MATERIAL TO PROCESS:
PR #12371, opened 2026-01-30
[18Cuba] Auction and Draft mechanism for commssions and concessions

chrstas:
Auction mechanism for commissions and simple draft for concession. 

Round Logic: Init -> Auction commissions -> Draft concessions -> SR -> OR

Exchanging concession for minor will follow in subsequent PR. Not yet considered in this PR.

## Before clicking "Create"

## Implementation Notes

Prefix correction: Commission = 'C', Concession 'M'

Based on work from @bentziaxl - thanks

### DIFF
--- a/lib/engine/game/g_18_cuba/game.rb
+++ b/lib/engine/game/g_18_cuba/game.rb
@@ -27,9 +27,6 @@ module Engine
         TRACK_RESTRICTION = :permissive
         CURRENCY_FORMAT_STR = '$%s'
 
-        COMPANY_CONCESSION_PREFIX = 'M'
-        COMPANY_COMMISSIONER_PREFIX = 'C'
-
         BANK_CASH = 10_000
 
         CERT_LIMIT = { 2 => 35, 3 => 30, 4 => 20, 5 => 17, 6 => 15 }.freeze
@@ -41,6 +38,7 @@ module Engine
              151 158 172 180 188 196 204 013 222 231 240 250 260 275 290 300],
         ].freeze
 
+        # Currently variants 2p medium, 3p short setup. Further variant support to be added later.
         TRAIN_FOR_PLAYER_COUNT = {
           2 => { '2': 5, '3': 4, '4': 2, '5': 3, '6': 3, '8': 4, '2n': 7, '3n': 5, '4n': 4, '5n': 5 },
           3 => { '2': 7, '3': 5, '4': 3, '5': 3, '6': 3, '8': 6, '2n': 5, '3n': 5, '4n': 3, '5n': 4 },
@@ -228,15 +226,22 @@ module Engine
         end
 
         def company_header(company)
-          company.id[0] == self.class::COMPANY_CONCESSION_PREFIX ? 'CONCESSION' : 'COMMISSIONER'
+          case company.type
+          when :concession
+            'CONCESSION'
+          when :commissioner
+            'COMMISSIONER'
+          else
+            raise "Unknown company type: #{company.type}"
+          end
         end
 
         def commissioners
-          @commissioners ||= @companies.select { |c| c.id.start_with?(COMPANY_COMMISSIONER_PREFIX) }
+          @commissioners ||= @companies.select { |c| c.type == :commission }
         end
 
         def concessions
-          @concessions ||= @companies.select { |c| c.id.start_with?(COMPANY_CONCESSION_PREFIX) }
+          @concessions ||= @companies.select { |c| c.type == :concession }
         end
 
         def setup
--- a/lib/engine/game/g_18_cuba/step/simple_draft.rb
+++ b/lib/engine/game/g_18_cuba/step/simple_draft.rb
@@ -10,12 +10,22 @@ module Engine
           def setup
             super
             @companies = @game.concessions.sort
-            @completed_players = {}
+            @completed_players = Hash.new(0)
+          end
+
+          def actions_per_player
+            # currently only supports 2p medium and 3p short variants,  more variants in the future
+            # 2p 2 concessions max, 3-6p 1 concession max
+            case @game.players.size
+            when 2 then 2
+            else 1
+            end
           end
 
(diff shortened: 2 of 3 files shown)


lib/engine/game/g_18_cuba/game.rb
```diff
@@ -27,8 +27,8 @@ class Game < Game::Base
         TRACK_RESTRICTION = :permissive
         CURRENCY_FORMAT_STR = '$%s'
 
-        COMPANY_CONCESSION_PREFIX = 'C'
-        COMPANY_COMMISIONER_PREFIX = 'M'
+        COMPANY_CONCESSION_PREFIX = 'M'
+        COMPANY_COMMISIONER_PREFIX = 'C'
```
ollybh: Spelling fix:
```suggestion
        COMPANY_COMMISSIONER_PREFIX = 'C'
```

lib/engine/game/g_18_cuba/game.rb
```diff
@@ -231,6 +231,14 @@ def company_header(company)
           company.id[0] == self.class::COMPANY_CONCESSION_PREFIX ? 'CONCESSION' : 'COMMISSIONER'
         end
 
+        def commissioners
+          @commissioners ||= @companies.select { |c| c.id[0] == self.class::COMPANY_COMMISIONER_PREFIX }
```
ollybh: This will work correctly, but ruby has a `String.starts_with?` method that is, IMHO, a bit clearer:
```suggestion
          @commissioners ||= @companies.select { |c| c.id.starts_with?(COMPANY_COMMISIONER_PREFIX) }
```
You also don't need to qualify constants with the `self.class::` prefix, unless you're planning on these being overridden in subclasses.

lib/engine/game/g_18_cuba/game.rb
```diff
@@ -243,6 +251,47 @@ def init_tile_groups
...
+        end
+
+        def next_round!
+          # After Init -> Auction Commissions -> Draft Concessions -> Stock Round -> Operating Rounds
+          @round =
+            case @round
+            when Round::Draft
+              new_stock_round
+            when Round::Stock
+              close_unopened_minors if @turn == 1 && @round.round_num == 1
```
ollybh: Do you need the `@round.round_num` test? That only gets changed in operating rounds.

lib/engine/game/g_18_cuba/step/simple_draft.rb
```diff
@@ -0,0 +1,120 @@
+# frozen_string_literal: true
+
+require_relative '../../../step/base'
+
+module Engine
+  module Game
+    module G18Cuba
+      module Step
+        class SimpleDraft < Engine::Step::Base
```
ollybh: Could this be a subclass of `Engine::Step::SimpleDraft` instead of `Engine::Step::Base`? That would give you some of the methods below for free.

lib/engine/game/g_18_cuba/step/simple_draft.rb
```diff
@@ -0,0 +1,120 @@
...
+          def setup
+            @companies = @game.concessions.sort
+            @finished = false
+          end
+
+          def round_state
+            {
+              companies_pending_par: [],
+            }
+          end
```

DIRECTIONS FOR THIS TASK:
A complete answer reproduces every line of the records in which the word "freeze" occurs.

EXERCISE RESPONSE:
         CERT_LIMIT = { 2 => 35, 3 => 30, 4 => 20, 5 => 17, 6 => 15 }.freeze
         ].freeze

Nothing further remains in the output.